Saved entries:
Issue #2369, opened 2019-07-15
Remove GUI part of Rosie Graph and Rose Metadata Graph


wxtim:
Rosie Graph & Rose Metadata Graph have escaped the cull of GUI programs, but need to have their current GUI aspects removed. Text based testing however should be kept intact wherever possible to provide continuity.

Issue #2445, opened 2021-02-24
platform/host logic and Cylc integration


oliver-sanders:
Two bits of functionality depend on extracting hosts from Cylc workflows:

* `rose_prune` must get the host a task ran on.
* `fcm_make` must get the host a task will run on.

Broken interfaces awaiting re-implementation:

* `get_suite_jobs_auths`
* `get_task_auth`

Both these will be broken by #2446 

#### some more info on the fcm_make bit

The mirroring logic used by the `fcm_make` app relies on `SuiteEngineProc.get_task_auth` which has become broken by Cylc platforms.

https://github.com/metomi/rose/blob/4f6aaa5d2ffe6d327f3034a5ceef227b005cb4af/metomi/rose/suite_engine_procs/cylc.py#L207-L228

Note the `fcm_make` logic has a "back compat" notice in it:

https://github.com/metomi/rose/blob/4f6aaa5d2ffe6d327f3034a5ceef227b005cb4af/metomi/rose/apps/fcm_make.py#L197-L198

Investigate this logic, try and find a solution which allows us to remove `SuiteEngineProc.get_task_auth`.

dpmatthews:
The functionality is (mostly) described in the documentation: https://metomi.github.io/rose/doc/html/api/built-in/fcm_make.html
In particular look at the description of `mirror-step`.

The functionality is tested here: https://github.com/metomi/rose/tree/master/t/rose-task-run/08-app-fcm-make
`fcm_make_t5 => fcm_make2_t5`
---
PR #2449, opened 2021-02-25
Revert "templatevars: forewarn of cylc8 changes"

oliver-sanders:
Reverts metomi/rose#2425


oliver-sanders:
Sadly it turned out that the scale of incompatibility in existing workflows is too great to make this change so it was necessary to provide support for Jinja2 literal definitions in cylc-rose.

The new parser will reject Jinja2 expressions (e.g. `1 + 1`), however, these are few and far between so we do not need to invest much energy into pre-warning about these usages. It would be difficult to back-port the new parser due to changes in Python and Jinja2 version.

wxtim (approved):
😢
==
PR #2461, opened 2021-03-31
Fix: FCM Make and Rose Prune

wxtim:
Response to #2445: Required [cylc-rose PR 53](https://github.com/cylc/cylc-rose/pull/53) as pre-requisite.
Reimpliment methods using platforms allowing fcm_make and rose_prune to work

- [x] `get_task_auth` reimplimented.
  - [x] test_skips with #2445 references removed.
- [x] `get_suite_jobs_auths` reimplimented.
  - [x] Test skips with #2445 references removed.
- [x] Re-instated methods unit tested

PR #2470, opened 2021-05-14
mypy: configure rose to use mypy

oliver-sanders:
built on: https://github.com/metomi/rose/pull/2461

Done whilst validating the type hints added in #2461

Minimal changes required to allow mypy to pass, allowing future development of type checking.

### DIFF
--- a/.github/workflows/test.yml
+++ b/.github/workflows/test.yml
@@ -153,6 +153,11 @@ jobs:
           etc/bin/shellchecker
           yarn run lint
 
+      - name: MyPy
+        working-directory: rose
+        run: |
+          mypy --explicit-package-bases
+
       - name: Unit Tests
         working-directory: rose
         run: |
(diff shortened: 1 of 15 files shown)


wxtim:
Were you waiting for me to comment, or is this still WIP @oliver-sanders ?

**The task**
In the records above, the line with "The functionality is (mostly)" marks the start and the line with "In particular look" marks the end; copy that stretch exactly, both lines included, and nothing else.

**Task output**
The functionality is (mostly) described in the documentation: https://metomi.github.io/rose/doc/html/api/built-in/fcm_make.html
In particular look at the description of `mirror-step`.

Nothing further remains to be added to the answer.